Data ->
:::
Issue #11434, opened 2024-01-29
[CoPP]Test_add_new_trap and test_remove_trap failed due to missing condition for no trap in sonic-mgmt 202305


harish-kalyanaraman:
**Description**

test_copp.py::test_add_new_trap and test_remove_trap are failing in M0 topology in 202305-sonic-mgmt branch. 
In these tests, the bgp traps are uninstalled on DUT as the first step in the testcase. So, DUT won't send bgp packets to ptf. But in ptftests, there is no condition for checking trap status. So, ptftest compares rx_pps, assuming trap in enabled status and expecting packets to be received on the PTF.
In this PR#[8199](https://github.com/sonic-net/sonic-mgmt/pull/8199). The class NoPolicyTest that had the trap status check was removed. 

**Steps to reproduce the issue:**
1. run test_copp.py in M0 topology in 202305 sonic-mgmt branch

**Describe the results you received:**

Output from ptf:

2024-01-29 19:48:56 : BGPTest
2024-01-29 19:49:02 : Send 19064 and receive 0 packets in the first second (PolicyTest)
2024-01-29 19:49:32 : Sent out 41610 packets in 30s
2024-01-29 19:49:45 : Received 0 packets after sleep 3s
2024-01-29 19:49:45 : 
2024-01-29 19:49:45 : Counters before the test:
2024-01-29 19:49:45 : If counter (0, n): (162, 19064)
2024-01-29 19:49:45 : NN counter (0, n): (162, 19064)
2024-01-29 19:49:45 : If counter (1, n): (2, 0)
2024-01-29 19:49:45 : NN counter (1, n): (2, 0)
2024-01-29 19:49:45 : 
2024-01-29 19:49:45 : Counters after the test:
2024-01-29 19:49:45 : If counter (0, n): (164, 60674)
2024-01-29 19:49:45 : NN counter (0, n): (164, 60674)
2024-01-29 19:49:45 : If counter (1, n): (7, 0)
2024-01-29 19:49:45 : NN counter (1, n): (7, 0)
2024-01-29 19:49:45 : 
2024-01-29 19:49:45 : Sent through NN to local ptf_nn_agent:    41610
2024-01-29 19:49:45 : Sent through If to remote ptf_nn_agent:   41610
2024-01-29 19:49:45 : Recv from If on remote ptf_nn_agent:      5
2024-01-29 19:49:45 : Recv from NN on from remote ptf_nn_agent: 5
[...]

PR #11819, opened 2024-02-29
Copp Testcase fix for no BGP trap scenario

harish-kalyanaraman:
### Description of PR
This PR fixes the copp_utils.py to uninstall ip2me traps that captured packets after bgp trap uninstall and lead to unexpected delivery of packets to PTF
Also,
this PR brings back the PR[11444 ](https://github.com/sonic-net/sonic-mgmt/pull/11444) that added a condition to check trap presence status with added accurate log messages

Summary:
Fixes # (issue)
[11434](https://github.com/sonic-net/sonic-mgmt/issues/11434)
### Type of change

- [x] Bug fix

### Back port request
- [ ] 201911
- [ ] 202012
- [ ] 202205
- [x] 202305
- [x] 202311

To fix copp testcase failure due to IP2ME trap capturing packets after bgp trap uninstall and missing condition to check trap status
#### How did you do it?
Added ip2me and bgp trap to be uninstalled in copp_utils.py
Ran copp suite on M0/MX topology
image

### DIFF
--- a/tests/copp/copp_utils.py
+++ b/tests/copp/copp_utils.py
@@ -288,12 +288,16 @@ def configure_always_enabled_for_trap(dut, trap_id, always_enabled):
         always_enabled (str): true or false
     """
     copp_trap_config_json = "/tmp/copp_{}.json".format(trap_id)
+    # Need to remove ip2me trap to test no trap condition to avoid packets being trapped by ip2me after bgp trap removal
     cmd_copp_trap_always_enabled_config = """
 cat << EOF >  %s
 {
    "COPP_TRAP": {
        "%s": {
:::
Work item -> The records above must be transcribed without a single omission.

Task output ->
Issue #11434, opened 2024-01-29
[CoPP]Test_add_new_trap and test_remove_trap failed due to missing condition for no trap in sonic-mgmt 202305


harish-kalyanaraman:
**Description**

test_copp.py::test_add_new_trap and test_remove_trap are failing in M0 topology in 202305-sonic-mgmt branch. 
In these tests, the bgp traps are uninstalled on DUT as the first step in the testcase. So, DUT won't send bgp packets to ptf. But in ptftests, there is no condition for checking trap status. So, ptftest compares rx_pps, assuming trap in enabled status and expecting packets to be received on the PTF.
In this PR#[8199](https://github.com/sonic-net/sonic-mgmt/pull/8199). The class NoPolicyTest that had the trap status check was removed. 

**Steps to reproduce the issue:**
1. run test_copp.py in M0 topology in 202305 sonic-mgmt branch

**Describe the results you received:**

Output from ptf:

2024-01-29 19:48:56 : BGPTest
2024-01-29 19:49:02 : Send 19064 and receive 0 packets in the first second (PolicyTest)
2024-01-29 19:49:32 : Sent out 41610 packets in 30s
2024-01-29 19:49:45 : Received 0 packets after sleep 3s
2024-01-29 19:49:45 : 
2024-01-29 19:49:45 : Counters before the test:
2024-01-29 19:49:45 : If counter (0, n): (162, 19064)
2024-01-29 19:49:45 : NN counter (0, n): (162, 19064)
2024-01-29 19:49:45 : If counter (1, n): (2, 0)
2024-01-29 19:49:45 : NN counter (1, n): (2, 0)
2024-01-29 19:49:45 : 
2024-01-29 19:49:45 : Counters after the test:
2024-01-29 19:49:45 : If counter (0, n): (164, 60674)
2024-01-29 19:49:45 : NN counter (0, n): (164, 60674)
2024-01-29 19:49:45 : If counter (1, n): (7, 0)
2024-01-29 19:49:45 : NN counter (1, n): (7, 0)
2024-01-29 19:49:45 : 
2024-01-29 19:49:45 : Sent through NN to local ptf_nn_agent:    41610
2024-01-29 19:49:45 : Sent through If to remote ptf_nn_agent:   41610
2024-01-29 19:49:45 : Recv from If on remote ptf_nn_agent:      5
2024-01-29 19:49:45 : Recv from NN on from remote ptf_nn_agent: 5
[...]

PR #11819, opened 2024-02-29
Copp Testcase fix for no BGP trap scenario

harish-kalyanaraman:
### Description of PR
This PR fixes the copp_utils.py to uninstall ip2me traps that captured packets after bgp trap uninstall and lead to unexpected delivery of packets to PTF
Also,
this PR brings back the PR[11444 ](https://github.com/sonic-net/sonic-mgmt/pull/11444) that added a condition to check trap presence status with added accurate log messages

Summary:
Fixes # (issue)
[11434](https://github.com/sonic-net/sonic-mgmt/issues/11434)
### Type of change

- [x] Bug fix

### Back port request
- [ ] 201911
- [ ] 202012
- [ ] 202205
- [x] 202305
- [x] 202311

To fix copp testcase failure due to IP2ME trap capturing packets after bgp trap uninstall and missing condition to check trap status
#### How did you do it?
Added ip2me and bgp trap to be uninstalled in copp_utils.py
Ran copp suite on M0/MX topology
image

### DIFF
--- a/tests/copp/copp_utils.py
+++ b/tests/copp/copp_utils.py
@@ -288,12 +288,16 @@ def configure_always_enabled_for_trap(dut, trap_id, always_enabled):
         always_enabled (str): true or false
     """
     copp_trap_config_json = "/tmp/copp_{}.json".format(trap_id)
+    # Need to remove ip2me trap to test no trap condition to avoid packets being trapped by ip2me after bgp trap removal
     cmd_copp_trap_always_enabled_config = """
 cat << EOF >  %s
 {
    "COPP_TRAP": {
        "%s": {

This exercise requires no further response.